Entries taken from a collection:

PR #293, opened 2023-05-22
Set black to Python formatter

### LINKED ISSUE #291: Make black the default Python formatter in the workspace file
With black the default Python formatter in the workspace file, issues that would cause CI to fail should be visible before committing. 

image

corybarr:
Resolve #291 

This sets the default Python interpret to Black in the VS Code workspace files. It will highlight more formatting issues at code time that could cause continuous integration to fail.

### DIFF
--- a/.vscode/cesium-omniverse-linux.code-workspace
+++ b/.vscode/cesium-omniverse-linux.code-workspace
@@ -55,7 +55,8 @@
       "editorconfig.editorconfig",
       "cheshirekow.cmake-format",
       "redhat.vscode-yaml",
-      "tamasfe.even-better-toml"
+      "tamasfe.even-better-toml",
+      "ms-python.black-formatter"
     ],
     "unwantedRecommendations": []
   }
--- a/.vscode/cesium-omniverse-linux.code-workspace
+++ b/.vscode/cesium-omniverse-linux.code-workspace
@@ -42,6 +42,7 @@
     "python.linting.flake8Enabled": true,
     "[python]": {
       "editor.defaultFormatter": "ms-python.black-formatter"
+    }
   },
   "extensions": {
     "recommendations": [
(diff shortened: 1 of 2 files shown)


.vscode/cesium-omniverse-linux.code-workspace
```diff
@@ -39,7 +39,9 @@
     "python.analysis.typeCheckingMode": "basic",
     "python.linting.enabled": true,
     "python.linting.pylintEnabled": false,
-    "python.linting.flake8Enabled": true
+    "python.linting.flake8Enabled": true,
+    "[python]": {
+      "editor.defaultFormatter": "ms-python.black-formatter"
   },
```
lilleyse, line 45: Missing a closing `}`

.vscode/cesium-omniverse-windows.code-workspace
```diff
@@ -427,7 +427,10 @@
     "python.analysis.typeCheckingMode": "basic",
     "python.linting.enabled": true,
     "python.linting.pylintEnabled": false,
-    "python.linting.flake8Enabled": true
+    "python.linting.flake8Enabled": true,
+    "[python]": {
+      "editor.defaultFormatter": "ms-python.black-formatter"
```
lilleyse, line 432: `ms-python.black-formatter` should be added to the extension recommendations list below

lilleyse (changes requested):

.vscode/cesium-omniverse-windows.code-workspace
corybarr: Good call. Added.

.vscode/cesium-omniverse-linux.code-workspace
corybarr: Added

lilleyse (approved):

PROBLEM: Lines from the one containing "lilleyse, line 45: Missing" through the last line of the data above are the only output wanted; restate them exactly.

ANSWER TO THE PROBLEM:
lilleyse, line 45: Missing a closing `}`

.vscode/cesium-omniverse-windows.code-workspace
```diff
@@ -427,7 +427,10 @@
     "python.analysis.typeCheckingMode": "basic",
     "python.linting.enabled": true,
     "python.linting.pylintEnabled": false,
-    "python.linting.flake8Enabled": true
+    "python.linting.flake8Enabled": true,
+    "[python]": {
+      "editor.defaultFormatter": "ms-python.black-formatter"
```
lilleyse, line 432: `ms-python.black-formatter` should be added to the extension recommendations list below

lilleyse (changes requested):

.vscode/cesium-omniverse-windows.code-workspace
corybarr: Good call. Added.

.vscode/cesium-omniverse-linux.code-workspace
corybarr: Added

lilleyse (approved):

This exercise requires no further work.